Sure. Pause the task. Add a new data source, synchronize the log position specified in the task configuration file, and start the task.

meta:
binlog-name:
binlog-pos:

| username: tidb菜鸟一只 | Original post link

There is no need to add a new task. Just stop the task with stop-task, then use the operate-source stop command to remove the source configuration corresponding to the original MySQL instance address from the DM cluster. Update the MySQL instance address in the source configuration file and use the operate-source create command to reload the new source configuration into the DM cluster. Then restart the data migration task with the start-task command.

| username: mono | Original post link

No one mentioned adding a new task above. If you follow what you said, it really adds a new task. All tasks are deleted. If you’re not careful, you’ll fall into the trap. :joy:

| username: tidb菜鸟一只 | Original post link

Is there an operation to add a new task here? Isn’t it to stop the task first, then recreate the source, and then start the task?

| username: 考试没答案 | Original post link

Try to keep these two versions consistent. I remember version 6 has a bug.

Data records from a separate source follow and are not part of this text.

PR #6820, opened 2021-09-08
Make OpenTrace setup easier

acohen4:
Each of the first 4 commits handle a different set of suggested changes. They are:

1. Setup Tracing in Test Client
  - setting PACH_TRACE and JAEGER_ENDPOINT should enable Extended Traces across all requests to pachd within a test
2. Adding Jaeger to helm
  - I pulled the k8s resources from the previously recommended URL into helm.
3. Instrument Workers with OpenTrace
  - I found it useful to have the workers create spans against their Pipeline's Trace. I added a utility to their driver
4. Adding a `--trace` argument to pachctl create/update pipeline
  - This way the user only needs to have JAEGER_ENDPOINT var set, and can ergonomically set requests to have traces (includes extended traces)

### DIFF
--- a/etc/helm/examples/local-dev-values.yaml
+++ b/etc/helm/examples/local-dev-values.yaml
@@ -38,3 +38,9 @@ etcd:
 postgresql:
   service:
     type: NodePort
+
+jaeger:
+  enabled: true
+  query:
+    service:
+      type: ClusterIP
--- a/etc/helm/pachyderm/templates/pachd/deployment.yaml
+++ b/etc/helm/pachyderm/templates/pachd/deployment.yaml
@@ -67,6 +67,10 @@ spec:
           value: "/pach"
         - name: ETCD_PREFIX
           #value:
+        {{- if .Values.jaeger.enabled }}
+        - name: JAEGER_ENDPOINT
+          value: jaeger-collector:14268
+        {{- end }}
         - name: STORAGE_BACKEND
           value: {{ include "pachyderm.storageBackend" . | quote }}
           {{- if eq (include "pachyderm.storageBackend" . ) "LOCAL" }}
--- a/src/internal/cmdutil/util.go
+++ b/src/internal/cmdutil/util.go
@@ -4,6 +4,7 @@ import (
 	"fmt"
 	"io"
 	"os"
+	"strconv"
 	"strings"
 
 	"github.com/pachyderm/pachyderm/v2/src/internal/serde"
@@ -51,6 +52,19 @@ func PagerFlags(noPager *bool) *pflag.FlagSet {
 	pagerFlags := pflag.NewFlagSet("", pflag.ContinueOnError)
 	pagerFlags.BoolVar(noPager, "no-pager", false, "Don't pipe output into a pager (i.e. less).")
 	return pagerFlags
+}
+
+func TraceFlags(opentrace *bool) *pflag.FlagSet {
+	traceFlags := pflag.NewFlagSet("", pflag.ContinueOnError)
+	traceFlags.BoolVarP(opentrace, "trace", "t", false, "To tag the request as traced to the backend")
+	return traceFlags
+}
+
+func SetupTrace(opentrace bool) {
+	os.Setenv("PACH_TRACE", strconv.FormatBool(opentrace))
+	if _, ok := os.LookupEnv("PACH_TRACE_DURATION"); !ok {
+		os.Setenv("PACH_TRACE_DURATION", "5m")
+	}
 }
 
 func readLine(r io.Reader) (string, error) {
--- a/src/server/cmd/worker/main.go
+++ b/src/server/cmd/worker/main.go
@@ -37,6 +37,8 @@ func main() {
 func do(config interface{}) error {
 	// must run InstallJaegerTracer before InitWithKube/pach client initialization
 	tracing.InstallJaegerTracerFromEnv()
+	defer tracing.CloseAndReportTraces()
+
 	env := serviceenv.InitServiceEnv(serviceenv.NewConfiguration(config))
 
 	// Enable cloud profilers if the configuration allows.
--- a/src/server/pps/server/worker_rc.go
+++ b/src/server/pps/server/worker_rc.go
@@ -126,6 +126,9 @@ func (a *apiServer) workerPodSpec(options *workerOptions, pipelineInfo *pps.Pipe
 	}, {
 		Name:  client.PPSPipelineNameEnv,
 		Value: pipelineInfo.Pipeline.Name,
+	}, {
+		Name:  "JAEGER_ENDPOINT",
+		Value: os.Getenv("JAEGER_ENDPOINT"),
 	},
 		// These are set explicitly below to prevent kubernetes from setting them to the service host and port.
 		{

| username: baofengyu | Original post link

Okay, thank you.

| username: baofengyu | Original post link

This requires two instances to have a master-slave relationship and enable GTID.

| username: 有猫万事足 | Original post link

There is no need to enable GTID, he is correct.

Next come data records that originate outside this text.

PR #6821, opened 2021-09-08
Remove `PACH_IN_WORKER` environment variable.

brendoncarroll:


src/client/client.go
```diff
@@ -647,28 +648,28 @@ func NewInCluster(options ...Option) (*APIClient, error) {
...
-			return nil, errors.Wrap(err, "could not create client")
-		}
-		if context.SessionToken != "" {
-			client.authenticationToken = context.SessionToken
-		}
-		return client, nil
-	}
-	return nil, errors.New("PEER_PORT not set")
-}
+// func NewInWorker(options ...Option) (*APIClient, error) {
```
brendoncarroll, line 651: Need to actually remove this.

src/server/pps/server/worker_rc.go
```diff
@@ -635,6 +628,12 @@ func (a *apiServer) getWorkerOptions(pipelineInfo *pps.PipelineInfo) (*workerOpt
 	}, nil
 }
 
+func makeWorkerPachctlSecretName(pipelineInfo *pps.PipelineInfo) string {
+	x := "pachctl-secret-" + pipelineInfo.Pipeline.Name
```
PFedak, line 632: still need to handle underscores, should resolve some of the test failures

also maybe make the "localhost:1653" below based on the env

PFedak (commented):
LGTM after the changes I mentioned, hopefully the name stuff is the only source of test failures

src/server/pps/server/worker_rc.go
brendoncarroll: I'm not sure what you mean. Do you mean use the env ValueFrom to get it from kubernetes?  Or should we set it explicitly when we create the worker, and then look there?

The localhost is something we can depend on.  Pods share a networking namespace.  Whatever creates this secret will be doing it with knowledge of how the pod is set up.  Maybe moving it to a constant would be a good idea.  I think trying to get it from k8s is going to be more brittle that this, but I'm not sure exactly what you had in mind.

PFedak: oh sorry, I just meant the port. `PeerPort` is configurable

PFedak (approved):
whoops, sorry, meant to approve before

Because the data source configuration already includes a unique ID for the data source.

source-id: t1

In the source configuration file, there will be a configuration item similar to the one above.

So after you operate-source stop, change the MySQL instance IP, and then operate-source create, without changing the source-id, it is an update to the data source configuration, in your case, it is an update to the IP.

It has nothing to do with whether GTID is enabled upstream.

The suggestion to update the data source IP and create a new incremental task is also correct, but it is a bit roundabout. It can solve the problem, but it is not the most convenient way.

| username: baofengyu | Original post link

How do you solve the issue of synchronization points after switching to a new IP? The binlog position information of the new IP instance is not related to the position information of the old instance saved in the meta-dm database. Will it start synchronizing from the current position of the new instance after starting? This way, data will be lost, right?

| username: 有猫万事足 | Original post link

The issue with the synchronization position is as follows.

Each task has its own binlog position recorded in the dm_mate table.

You can find the table 【taskname】_syncer_checkpoint under the dm_meta database, which records the current binlog position.

Therefore, as long as the data source ID and task name remain unchanged, there is no need to worry about losing the binlog position.

| username: baofengyu | Original post link

Understood, I found the table where the binlog position is recorded. I am worried that, for example, the old instance’s consumption position recorded in this table is mysql-bin|000045.log, but the latest binlog file of the new instance is mysql-bin|000005.log. According to the above process, the task is started, and the task reads the synchronization position saved in the database as mysql-bin|000045.log. However, the new instance does not have this file and position at all. Will it report an error or start synchronizing from the latest binlog of the new instance? If it starts synchronizing from the latest, wouldn’t there be a possibility of data loss?

| username: 有猫万事足 | Original post link

In this situation, simply changing the IP address will not solve the problem.

The task also needs to be rebuilt. In the task configuration, you can specify the starting binlog position for synchronization. Moreover, if the task name is the same, you need to add --remove-meta when starting the task. This will delete the four tables corresponding to the original task in dm_meta and completely rebuild the task.

| username: baofengyu | Original post link

Okay, thank you for the reply.

| username: Zhang_Zhi | Original post link

Incremental synchronization can be achieved by setting the task-mode to incremental in the task configuration and specifying the starting pos position for synchronization.